I’ve recently been leading a series of creative writing workshop, based on Natalie Goldberg’s “Writing Down the Bones.” One of her challenges is to do a timed free-write starting with the prompt “Be an animals.” Of course I chose the unicorn. The following is somewhere between poetry and stream-of-consciousness.
I am a unicorn—graceful, curving, smaller than a horse, larger than a sheep. My horn and hooves a glinting silver. My tail, plumed, twitches as ears perk, alert to the sounds of forest and meadow. I know the way of the animals—their fears, their dreams. They know me too, though these days man would say that I do not—could not exist.
A few young damsels, pure of heart and chaste of form, they know me. But gradually they fade away as they grow older. The men, they would capture me, tame me, use me for their own purposes. But they have yet to learn that the unicorn cannot be captured—it would first be slain than bound in the castle at man’s bidding. And so, in their discouragement, they seek to shame me, that I am not real, that there could never really be
Maybe in stories
But not here.
But I know who I am—I run with the moonlight, I dance with the wildflowers, I sing clear and silvery with the birds of the air. The animals gather at the waters, waiting for me to drive the vile poison from the stream. Their daily wars they set aside for a moment of peace—a time of calming—an oasis in a crazy, sordid world, where violence and greed rule with an iron hand.
A world with no room for unicorns
no space for the inner peace of pure song
Some look into my eyes and never see me—see right past to the erected stories and scripts they drag with them through their days. They choose a blindness that feels safe to them, even if it renders me invisible. But sometimes there is a flash, a moment’s recognition, a stirring in the soul. They taste something in that moment of sharing the space—something they haven’t known since childhood.
If even then.
Unicorns have no need for noisiness, for pushiness, for great deeds to prove their might. Who but the prideful folly of the lion would challenge the pure, the clean, the single-horned? But lions are all fuss and looks, tearing apart that which makes them feel small. I am not afraid to face them with presence, with compassionate firmness, to stand my ground.
I am the unicorn.
Often, I find myself alone, in the forest, in my thoughts, in my company. I have yet to meet another unicorn—imposters, yes; pink or purple horses prancing about with rainbow-striped horns strapped to their heads. They claim the title, but they’ve never walked the narrow, winding path up the mountain, shrouded in mists. Met the sphinx upon that path and talked of poetry, called the harpy from the clifftops to laugh at the folly of men, danced with centaur, played tag with pan. Pretenders never learned the way to Avalon—they weren’t here before its sinking beneath the waves, lifetimes ago.

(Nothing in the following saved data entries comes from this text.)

PR #210, opened 2024-02-15
contracts-stylus: darkpool: sign external transfer

akirillo:
This PR updates the darkpool to check a signature over the external transfer struct, and updates the tests to generate this signature.

Due to binary size constraints being hit, I was unable to deploy the darkpool / run the tests. Mitigations for binary size are coming in the next PR, after which I will test this functionality.

### DIFF
--- a/contracts-stylus/src/contracts/darkpool.rs
+++ b/contracts-stylus/src/contracts/darkpool.rs
@@ -31,7 +31,10 @@ use crate::{
             VERIFICATION_FAILED_ERROR_MESSAGE, ZERO_ADDRESS_ERROR_MESSAGE, ZERO_FEE_ERROR_MESSAGE,
         },
         helpers::{
-            assert_valid_signature, call_helper, delegate_call_helper, deserialize_from_calldata, pk_to_u256s, postcard_serialize, scalar_to_u256, serialize_match_statements_for_verification, serialize_statement_for_verification, static_call_helper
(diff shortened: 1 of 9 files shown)


contracts-stylus/src/contracts/darkpool.rs
```diff
@@ -626,9 +629,18 @@ impl DarkpoolContract {
...
-        permit_payload: Bytes,
+        transfer_aux_data_bytes: Bytes,
     ) -> Result<(), Vec<u8>> {
+        let transfer_aux_data: TransferAuxData =
+            deserialize_from_calldata(&transfer_aux_data_bytes)?;
+        assert_valid_signature(
+            old_pk_root,
+            &postcard_serialize(&transfer)?,
+            &transfer_aux_data.transfer_signature,
+        )?;
```
joeykraut, line 642: why do we need to do this on the deposit path? This would require an extra signature on the FE from metamask

joeykraut (approved):

contracts-stylus/src/contracts/darkpool.rs
akirillo: ah fair point, i was doing this for implementation simplicity but didn't consider the UX. will remove

akirillo: I'll make this change in #211 to avoid the change being swallowed during merge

Nobody really knows how old I am
My feet are nimble, my ankles tufted with soft, white hair. Walking is dancing, resting meditation. Sometimes I race the shooting starts just for fun. My eyes, deep and violet, reflect the stars even when they are asleep. In the morning light, the songbirds come to greet me, knowing that I will always greet them in return.
I am the unicorn
I am beyond names, beyond a label or a position or even some of the constrictions of language or pen. I look across the back of time towards the mystery of existence. Do you ever watch for me, in the gloaming, in the mists? Would you know me if you saw me? Or would you pass me off as a wish, a dream, a mirage, an imagining? You’ve been told so long that I cannot be.
I am the unicorn. I am who I am, whether you can see me yet, whether you can hear me yet. Whether you even care to. I am the song for purity, a tear for loyalty, a cry for freedom of the heart. Do not waste your strength to capture me—be content that I should dare to stand with you in this moment.